REQUIRED WORK -> For the records below, give the number of lines in which "pull" appears, and add nothing else.
### DATA EXTRACT
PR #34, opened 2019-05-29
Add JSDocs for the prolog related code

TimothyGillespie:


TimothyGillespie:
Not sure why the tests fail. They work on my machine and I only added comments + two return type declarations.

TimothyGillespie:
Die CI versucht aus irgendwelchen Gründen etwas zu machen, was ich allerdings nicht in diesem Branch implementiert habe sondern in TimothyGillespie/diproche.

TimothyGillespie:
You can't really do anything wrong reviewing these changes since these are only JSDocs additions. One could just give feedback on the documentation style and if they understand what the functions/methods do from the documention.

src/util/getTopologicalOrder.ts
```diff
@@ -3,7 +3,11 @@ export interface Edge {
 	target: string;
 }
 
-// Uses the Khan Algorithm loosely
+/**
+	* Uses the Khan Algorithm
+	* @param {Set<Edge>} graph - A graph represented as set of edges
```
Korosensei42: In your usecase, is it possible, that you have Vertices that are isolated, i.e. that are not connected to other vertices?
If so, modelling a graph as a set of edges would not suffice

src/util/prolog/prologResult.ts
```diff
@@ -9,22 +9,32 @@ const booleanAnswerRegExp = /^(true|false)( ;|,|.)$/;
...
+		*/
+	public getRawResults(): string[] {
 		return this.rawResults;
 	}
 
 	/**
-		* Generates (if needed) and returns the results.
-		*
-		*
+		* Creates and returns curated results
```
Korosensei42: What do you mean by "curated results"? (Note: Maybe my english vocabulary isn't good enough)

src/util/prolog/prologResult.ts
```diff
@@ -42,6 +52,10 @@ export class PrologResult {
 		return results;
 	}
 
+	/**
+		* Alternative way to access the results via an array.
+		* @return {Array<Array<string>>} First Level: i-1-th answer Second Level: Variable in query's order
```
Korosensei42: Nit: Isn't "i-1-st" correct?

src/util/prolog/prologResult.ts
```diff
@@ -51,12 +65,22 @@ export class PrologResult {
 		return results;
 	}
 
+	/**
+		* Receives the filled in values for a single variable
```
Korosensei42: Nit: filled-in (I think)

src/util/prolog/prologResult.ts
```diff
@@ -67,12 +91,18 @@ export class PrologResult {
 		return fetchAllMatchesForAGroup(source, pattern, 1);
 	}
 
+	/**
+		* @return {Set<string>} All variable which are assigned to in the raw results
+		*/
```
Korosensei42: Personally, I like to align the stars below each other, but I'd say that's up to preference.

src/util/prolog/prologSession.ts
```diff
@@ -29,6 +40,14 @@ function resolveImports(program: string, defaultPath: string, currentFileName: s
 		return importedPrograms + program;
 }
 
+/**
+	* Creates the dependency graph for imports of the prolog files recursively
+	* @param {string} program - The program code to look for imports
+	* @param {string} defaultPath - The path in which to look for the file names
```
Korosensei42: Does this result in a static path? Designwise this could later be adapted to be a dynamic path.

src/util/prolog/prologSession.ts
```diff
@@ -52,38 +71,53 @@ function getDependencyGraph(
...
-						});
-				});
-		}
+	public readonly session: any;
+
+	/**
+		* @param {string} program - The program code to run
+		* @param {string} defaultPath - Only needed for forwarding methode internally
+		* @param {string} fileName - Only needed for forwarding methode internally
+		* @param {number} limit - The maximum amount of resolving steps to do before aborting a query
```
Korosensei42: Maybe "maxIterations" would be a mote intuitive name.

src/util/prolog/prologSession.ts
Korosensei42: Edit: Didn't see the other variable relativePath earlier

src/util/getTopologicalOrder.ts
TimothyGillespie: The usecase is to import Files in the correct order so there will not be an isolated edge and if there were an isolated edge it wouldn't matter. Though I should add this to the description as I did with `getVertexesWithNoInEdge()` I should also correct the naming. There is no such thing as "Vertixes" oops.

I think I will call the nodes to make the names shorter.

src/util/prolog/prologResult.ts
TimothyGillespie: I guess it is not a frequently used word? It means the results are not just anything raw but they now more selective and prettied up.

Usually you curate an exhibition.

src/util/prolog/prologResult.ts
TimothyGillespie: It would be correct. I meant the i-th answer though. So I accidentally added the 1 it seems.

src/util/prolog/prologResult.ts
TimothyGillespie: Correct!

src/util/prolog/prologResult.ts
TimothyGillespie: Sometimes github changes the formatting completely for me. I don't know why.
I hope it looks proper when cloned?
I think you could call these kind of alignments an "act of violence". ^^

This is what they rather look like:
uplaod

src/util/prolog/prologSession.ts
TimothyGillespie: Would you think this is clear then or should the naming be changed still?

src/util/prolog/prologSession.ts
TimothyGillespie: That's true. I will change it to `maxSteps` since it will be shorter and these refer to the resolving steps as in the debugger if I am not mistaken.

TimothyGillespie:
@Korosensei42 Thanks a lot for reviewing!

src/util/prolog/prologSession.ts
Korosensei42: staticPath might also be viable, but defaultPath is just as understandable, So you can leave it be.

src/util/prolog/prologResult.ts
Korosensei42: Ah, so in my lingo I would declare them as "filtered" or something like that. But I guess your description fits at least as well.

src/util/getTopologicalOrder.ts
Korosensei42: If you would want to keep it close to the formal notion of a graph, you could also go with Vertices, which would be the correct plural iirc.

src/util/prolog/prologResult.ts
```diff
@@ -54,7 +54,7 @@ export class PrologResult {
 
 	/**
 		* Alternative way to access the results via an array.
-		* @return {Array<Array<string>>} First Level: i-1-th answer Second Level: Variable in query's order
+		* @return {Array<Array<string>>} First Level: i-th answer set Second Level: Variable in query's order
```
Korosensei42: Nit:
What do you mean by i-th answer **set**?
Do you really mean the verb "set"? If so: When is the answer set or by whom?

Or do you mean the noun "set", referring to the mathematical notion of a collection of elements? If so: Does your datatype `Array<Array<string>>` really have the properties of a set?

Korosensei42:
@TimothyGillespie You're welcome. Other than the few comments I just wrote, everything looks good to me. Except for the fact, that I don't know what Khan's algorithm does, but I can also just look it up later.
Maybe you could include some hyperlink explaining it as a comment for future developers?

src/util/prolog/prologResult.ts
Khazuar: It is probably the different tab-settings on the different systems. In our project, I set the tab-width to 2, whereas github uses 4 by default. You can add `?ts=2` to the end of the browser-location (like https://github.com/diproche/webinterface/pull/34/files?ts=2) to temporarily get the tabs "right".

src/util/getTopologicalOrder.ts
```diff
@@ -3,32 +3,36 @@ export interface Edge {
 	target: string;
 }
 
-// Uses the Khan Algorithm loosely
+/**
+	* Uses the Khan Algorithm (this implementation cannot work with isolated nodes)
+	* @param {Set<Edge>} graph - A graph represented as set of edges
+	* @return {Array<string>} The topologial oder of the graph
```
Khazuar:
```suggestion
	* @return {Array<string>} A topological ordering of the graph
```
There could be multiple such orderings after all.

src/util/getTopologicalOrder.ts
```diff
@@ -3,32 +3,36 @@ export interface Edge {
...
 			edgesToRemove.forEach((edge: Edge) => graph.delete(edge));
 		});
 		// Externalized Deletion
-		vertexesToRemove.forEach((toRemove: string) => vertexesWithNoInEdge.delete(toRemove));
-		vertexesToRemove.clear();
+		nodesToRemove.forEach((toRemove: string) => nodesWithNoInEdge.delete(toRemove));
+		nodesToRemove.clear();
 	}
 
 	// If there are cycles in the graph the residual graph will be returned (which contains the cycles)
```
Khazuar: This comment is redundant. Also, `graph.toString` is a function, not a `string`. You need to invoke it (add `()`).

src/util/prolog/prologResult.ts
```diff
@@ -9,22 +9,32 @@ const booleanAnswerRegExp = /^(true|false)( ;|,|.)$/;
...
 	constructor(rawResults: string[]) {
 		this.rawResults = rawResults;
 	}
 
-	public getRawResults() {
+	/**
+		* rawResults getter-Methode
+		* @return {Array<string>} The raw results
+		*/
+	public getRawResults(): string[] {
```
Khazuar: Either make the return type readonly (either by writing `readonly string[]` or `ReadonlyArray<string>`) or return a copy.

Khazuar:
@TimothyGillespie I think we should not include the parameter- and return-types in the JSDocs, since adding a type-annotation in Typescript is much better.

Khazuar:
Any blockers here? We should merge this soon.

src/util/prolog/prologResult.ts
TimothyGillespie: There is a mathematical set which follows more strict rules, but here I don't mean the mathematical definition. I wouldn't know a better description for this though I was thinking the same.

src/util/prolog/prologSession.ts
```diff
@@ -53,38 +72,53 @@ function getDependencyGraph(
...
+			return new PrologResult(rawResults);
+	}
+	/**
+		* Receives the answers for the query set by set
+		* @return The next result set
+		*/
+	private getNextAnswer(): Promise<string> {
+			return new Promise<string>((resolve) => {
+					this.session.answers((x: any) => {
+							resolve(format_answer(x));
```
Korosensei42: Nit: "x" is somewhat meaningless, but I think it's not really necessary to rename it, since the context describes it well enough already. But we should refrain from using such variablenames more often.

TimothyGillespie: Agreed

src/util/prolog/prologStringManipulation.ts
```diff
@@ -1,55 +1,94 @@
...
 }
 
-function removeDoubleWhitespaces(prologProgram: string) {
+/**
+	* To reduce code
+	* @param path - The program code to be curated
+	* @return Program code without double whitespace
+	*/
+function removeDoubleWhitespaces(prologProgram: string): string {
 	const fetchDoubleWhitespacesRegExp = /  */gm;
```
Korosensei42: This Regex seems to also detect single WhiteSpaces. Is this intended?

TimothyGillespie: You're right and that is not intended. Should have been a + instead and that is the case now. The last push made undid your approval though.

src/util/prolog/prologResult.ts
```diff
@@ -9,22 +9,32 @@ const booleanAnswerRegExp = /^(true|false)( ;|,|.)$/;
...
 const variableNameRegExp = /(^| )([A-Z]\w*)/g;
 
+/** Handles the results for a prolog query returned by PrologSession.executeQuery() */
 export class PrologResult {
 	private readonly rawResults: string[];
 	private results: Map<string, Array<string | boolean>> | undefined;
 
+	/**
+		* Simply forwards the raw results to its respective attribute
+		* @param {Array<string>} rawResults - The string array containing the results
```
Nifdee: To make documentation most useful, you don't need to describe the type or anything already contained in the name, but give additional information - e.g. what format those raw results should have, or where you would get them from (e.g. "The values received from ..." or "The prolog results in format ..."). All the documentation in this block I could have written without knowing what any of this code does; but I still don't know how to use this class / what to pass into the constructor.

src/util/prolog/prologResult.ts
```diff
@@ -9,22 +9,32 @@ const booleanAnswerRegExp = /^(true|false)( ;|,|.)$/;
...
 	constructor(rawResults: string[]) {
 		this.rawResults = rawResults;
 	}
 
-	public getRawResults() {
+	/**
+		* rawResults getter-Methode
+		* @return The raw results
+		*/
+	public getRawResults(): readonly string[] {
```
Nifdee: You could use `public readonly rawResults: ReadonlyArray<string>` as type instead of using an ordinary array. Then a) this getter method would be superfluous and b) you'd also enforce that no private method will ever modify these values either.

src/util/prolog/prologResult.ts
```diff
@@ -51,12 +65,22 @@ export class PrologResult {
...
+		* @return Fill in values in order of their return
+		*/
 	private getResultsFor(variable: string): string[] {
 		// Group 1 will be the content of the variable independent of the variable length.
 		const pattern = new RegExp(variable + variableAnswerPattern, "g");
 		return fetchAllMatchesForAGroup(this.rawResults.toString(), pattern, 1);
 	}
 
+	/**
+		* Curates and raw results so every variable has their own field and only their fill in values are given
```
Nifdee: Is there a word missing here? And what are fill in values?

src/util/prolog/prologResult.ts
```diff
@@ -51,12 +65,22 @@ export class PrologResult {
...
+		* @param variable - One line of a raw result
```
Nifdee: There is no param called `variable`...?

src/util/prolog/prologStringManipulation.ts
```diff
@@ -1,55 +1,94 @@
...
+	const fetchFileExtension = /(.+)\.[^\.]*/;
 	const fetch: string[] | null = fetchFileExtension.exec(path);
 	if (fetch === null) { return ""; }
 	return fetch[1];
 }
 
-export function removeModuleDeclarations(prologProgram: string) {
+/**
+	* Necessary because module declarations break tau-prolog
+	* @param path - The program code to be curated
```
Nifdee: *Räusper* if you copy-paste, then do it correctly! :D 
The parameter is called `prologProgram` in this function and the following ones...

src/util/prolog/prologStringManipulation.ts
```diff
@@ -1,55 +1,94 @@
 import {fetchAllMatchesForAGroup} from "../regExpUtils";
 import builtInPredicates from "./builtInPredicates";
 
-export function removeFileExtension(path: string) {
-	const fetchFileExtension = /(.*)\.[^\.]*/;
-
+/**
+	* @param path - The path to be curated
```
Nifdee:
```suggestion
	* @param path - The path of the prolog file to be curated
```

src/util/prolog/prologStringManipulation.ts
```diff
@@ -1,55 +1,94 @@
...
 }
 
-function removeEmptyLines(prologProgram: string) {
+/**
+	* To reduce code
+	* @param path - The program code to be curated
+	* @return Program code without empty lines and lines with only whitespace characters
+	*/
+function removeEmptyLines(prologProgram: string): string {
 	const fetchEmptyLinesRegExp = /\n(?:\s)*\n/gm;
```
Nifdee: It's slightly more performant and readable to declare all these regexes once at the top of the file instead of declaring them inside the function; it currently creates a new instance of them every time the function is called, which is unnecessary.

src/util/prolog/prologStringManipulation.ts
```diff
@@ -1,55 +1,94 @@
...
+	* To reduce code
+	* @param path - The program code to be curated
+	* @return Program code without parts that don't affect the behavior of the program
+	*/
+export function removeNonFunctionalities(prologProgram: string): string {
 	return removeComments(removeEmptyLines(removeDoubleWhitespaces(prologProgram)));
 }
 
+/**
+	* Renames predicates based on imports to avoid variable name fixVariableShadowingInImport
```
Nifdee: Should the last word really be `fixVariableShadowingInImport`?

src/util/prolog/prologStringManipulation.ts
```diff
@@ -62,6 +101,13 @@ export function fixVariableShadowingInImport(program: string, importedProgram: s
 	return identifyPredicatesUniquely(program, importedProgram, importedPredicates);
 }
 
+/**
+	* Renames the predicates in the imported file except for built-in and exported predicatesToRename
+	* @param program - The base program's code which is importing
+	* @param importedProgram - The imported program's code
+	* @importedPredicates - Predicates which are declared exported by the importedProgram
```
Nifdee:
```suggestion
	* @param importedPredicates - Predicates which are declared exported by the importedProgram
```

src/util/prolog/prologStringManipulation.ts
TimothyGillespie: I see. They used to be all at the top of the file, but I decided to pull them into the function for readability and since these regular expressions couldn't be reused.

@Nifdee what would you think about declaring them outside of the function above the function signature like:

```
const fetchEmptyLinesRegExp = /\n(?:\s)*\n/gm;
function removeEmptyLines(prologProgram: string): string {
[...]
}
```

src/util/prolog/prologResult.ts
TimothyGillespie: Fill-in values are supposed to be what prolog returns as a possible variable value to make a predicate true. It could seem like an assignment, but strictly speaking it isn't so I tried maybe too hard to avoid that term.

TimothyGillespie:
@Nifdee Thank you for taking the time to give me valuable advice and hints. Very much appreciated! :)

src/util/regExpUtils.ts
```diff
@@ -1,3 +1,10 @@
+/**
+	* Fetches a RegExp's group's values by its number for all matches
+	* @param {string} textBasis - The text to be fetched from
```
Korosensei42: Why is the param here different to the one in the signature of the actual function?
######
### DATA EXTRACT
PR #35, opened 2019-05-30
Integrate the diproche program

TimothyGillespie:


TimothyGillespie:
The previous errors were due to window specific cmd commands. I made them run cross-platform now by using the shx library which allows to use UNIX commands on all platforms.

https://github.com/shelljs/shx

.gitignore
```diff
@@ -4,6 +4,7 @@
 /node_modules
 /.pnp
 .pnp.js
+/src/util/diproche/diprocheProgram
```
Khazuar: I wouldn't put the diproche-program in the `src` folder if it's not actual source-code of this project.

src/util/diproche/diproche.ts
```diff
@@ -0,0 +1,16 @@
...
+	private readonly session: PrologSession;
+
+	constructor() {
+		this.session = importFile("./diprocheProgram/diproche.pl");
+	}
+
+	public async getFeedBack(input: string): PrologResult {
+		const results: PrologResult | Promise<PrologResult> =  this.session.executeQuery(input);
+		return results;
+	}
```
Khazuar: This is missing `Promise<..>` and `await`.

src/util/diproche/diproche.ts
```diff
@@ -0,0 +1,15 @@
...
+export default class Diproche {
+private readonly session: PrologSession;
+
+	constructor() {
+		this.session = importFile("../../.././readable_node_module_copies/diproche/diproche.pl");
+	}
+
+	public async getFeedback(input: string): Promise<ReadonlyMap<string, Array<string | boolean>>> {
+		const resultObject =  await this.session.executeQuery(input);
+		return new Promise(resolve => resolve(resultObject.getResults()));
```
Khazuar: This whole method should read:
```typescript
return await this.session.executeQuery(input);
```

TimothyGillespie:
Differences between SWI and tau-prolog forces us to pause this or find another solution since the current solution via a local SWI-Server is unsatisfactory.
######
ANSWER AREA -> 2